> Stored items
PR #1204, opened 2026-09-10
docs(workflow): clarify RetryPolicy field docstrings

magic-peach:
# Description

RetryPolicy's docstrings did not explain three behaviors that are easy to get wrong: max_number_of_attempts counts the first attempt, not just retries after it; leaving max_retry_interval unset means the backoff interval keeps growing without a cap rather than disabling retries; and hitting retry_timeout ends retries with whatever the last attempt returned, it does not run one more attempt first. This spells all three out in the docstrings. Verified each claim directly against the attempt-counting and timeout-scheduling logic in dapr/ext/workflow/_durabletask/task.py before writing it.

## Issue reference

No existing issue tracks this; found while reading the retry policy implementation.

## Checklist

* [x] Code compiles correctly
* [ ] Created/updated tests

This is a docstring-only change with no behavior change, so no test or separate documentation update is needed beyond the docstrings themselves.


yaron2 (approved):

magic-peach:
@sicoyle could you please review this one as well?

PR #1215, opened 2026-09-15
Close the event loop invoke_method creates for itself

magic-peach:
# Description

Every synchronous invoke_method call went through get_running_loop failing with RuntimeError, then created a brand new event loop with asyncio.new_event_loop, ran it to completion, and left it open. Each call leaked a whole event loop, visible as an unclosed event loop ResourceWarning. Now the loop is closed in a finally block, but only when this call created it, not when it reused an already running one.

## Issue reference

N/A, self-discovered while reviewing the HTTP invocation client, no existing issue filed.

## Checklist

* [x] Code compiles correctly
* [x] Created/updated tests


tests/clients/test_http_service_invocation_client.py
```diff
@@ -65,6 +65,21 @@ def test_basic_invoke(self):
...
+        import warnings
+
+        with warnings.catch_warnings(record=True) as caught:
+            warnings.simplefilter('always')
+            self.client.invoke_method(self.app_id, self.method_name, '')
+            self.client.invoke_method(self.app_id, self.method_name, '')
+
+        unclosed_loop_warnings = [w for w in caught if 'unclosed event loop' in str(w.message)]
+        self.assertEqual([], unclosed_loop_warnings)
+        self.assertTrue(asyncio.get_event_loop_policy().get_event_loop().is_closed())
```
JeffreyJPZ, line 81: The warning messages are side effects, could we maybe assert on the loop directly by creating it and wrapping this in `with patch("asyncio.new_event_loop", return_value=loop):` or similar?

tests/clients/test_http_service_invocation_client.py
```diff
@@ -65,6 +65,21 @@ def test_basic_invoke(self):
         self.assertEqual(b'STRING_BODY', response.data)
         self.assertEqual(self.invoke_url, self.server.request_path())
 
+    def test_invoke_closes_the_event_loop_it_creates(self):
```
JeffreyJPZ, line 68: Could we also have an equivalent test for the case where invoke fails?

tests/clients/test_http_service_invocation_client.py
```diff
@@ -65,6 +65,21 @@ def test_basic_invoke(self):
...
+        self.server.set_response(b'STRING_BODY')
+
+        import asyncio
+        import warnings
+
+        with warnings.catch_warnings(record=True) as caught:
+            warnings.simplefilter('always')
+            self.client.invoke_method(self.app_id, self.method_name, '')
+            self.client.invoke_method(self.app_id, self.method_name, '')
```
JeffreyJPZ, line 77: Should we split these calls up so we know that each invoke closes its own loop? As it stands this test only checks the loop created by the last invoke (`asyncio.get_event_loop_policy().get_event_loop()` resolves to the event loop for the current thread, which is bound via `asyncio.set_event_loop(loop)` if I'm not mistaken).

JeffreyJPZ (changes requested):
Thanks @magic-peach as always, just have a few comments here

> ACTION ITEM
Reproduce each of the records word for word.

> REPLY TO THE TASK
PR #1204, opened 2026-09-10
docs(workflow): clarify RetryPolicy field docstrings

magic-peach:
# Description

RetryPolicy's docstrings did not explain three behaviors that are easy to get wrong: max_number_of_attempts counts the first attempt, not just retries after it; leaving max_retry_interval unset means the backoff interval keeps growing without a cap rather than disabling retries; and hitting retry_timeout ends retries with whatever the last attempt returned, it does not run one more attempt first. This spells all three out in the docstrings. Verified each claim directly against the attempt-counting and timeout-scheduling logic in dapr/ext/workflow/_durabletask/task.py before writing it.

## Issue reference

No existing issue tracks this; found while reading the retry policy implementation.

## Checklist

* [x] Code compiles correctly
* [ ] Created/updated tests

This is a docstring-only change with no behavior change, so no test or separate documentation update is needed beyond the docstrings themselves.


yaron2 (approved):

magic-peach:
@sicoyle could you please review this one as well?

PR #1215, opened 2026-09-15
Close the event loop invoke_method creates for itself

magic-peach:
# Description

Every synchronous invoke_method call went through get_running_loop failing with RuntimeError, then created a brand new event loop with asyncio.new_event_loop, ran it to completion, and left it open. Each call leaked a whole event loop, visible as an unclosed event loop ResourceWarning. Now the loop is closed in a finally block, but only when this call created it, not when it reused an already running one.

## Issue reference

N/A, self-discovered while reviewing the HTTP invocation client, no existing issue filed.

## Checklist

* [x] Code compiles correctly
* [x] Created/updated tests


tests/clients/test_http_service_invocation_client.py
```diff
@@ -65,6 +65,21 @@ def test_basic_invoke(self):
...
+        import warnings
+
+        with warnings.catch_warnings(record=True) as caught:
+            warnings.simplefilter('always')
+            self.client.invoke_method(self.app_id, self.method_name, '')
+            self.client.invoke_method(self.app_id, self.method_name, '')
+
+        unclosed_loop_warnings = [w for w in caught if 'unclosed event loop' in str(w.message)]
+        self.assertEqual([], unclosed_loop_warnings)
+        self.assertTrue(asyncio.get_event_loop_policy().get_event_loop().is_closed())
```
JeffreyJPZ, line 81: The warning messages are side effects, could we maybe assert on the loop directly by creating it and wrapping this in `with patch("asyncio.new_event_loop", return_value=loop):` or similar?

tests/clients/test_http_service_invocation_client.py
```diff
@@ -65,6 +65,21 @@ def test_basic_invoke(self):
         self.assertEqual(b'STRING_BODY', response.data)
         self.assertEqual(self.invoke_url, self.server.request_path())
 
+    def test_invoke_closes_the_event_loop_it_creates(self):
```
JeffreyJPZ, line 68: Could we also have an equivalent test for the case where invoke fails?

tests/clients/test_http_service_invocation_client.py
```diff
@@ -65,6 +65,21 @@ def test_basic_invoke(self):
...
+        self.server.set_response(b'STRING_BODY')
+
+        import asyncio
+        import warnings
+
+        with warnings.catch_warnings(record=True) as caught:
+            warnings.simplefilter('always')
+            self.client.invoke_method(self.app_id, self.method_name, '')
+            self.client.invoke_method(self.app_id, self.method_name, '')
```
JeffreyJPZ, line 77: Should we split these calls up so we know that each invoke closes its own loop? As it stands this test only checks the loop created by the last invoke (`asyncio.get_event_loop_policy().get_event_loop()` resolves to the event loop for the current thread, which is bound via `asyncio.set_event_loop(loop)` if I'm not mistaken).

JeffreyJPZ (changes requested):
Thanks @magic-peach as always, just have a few comments here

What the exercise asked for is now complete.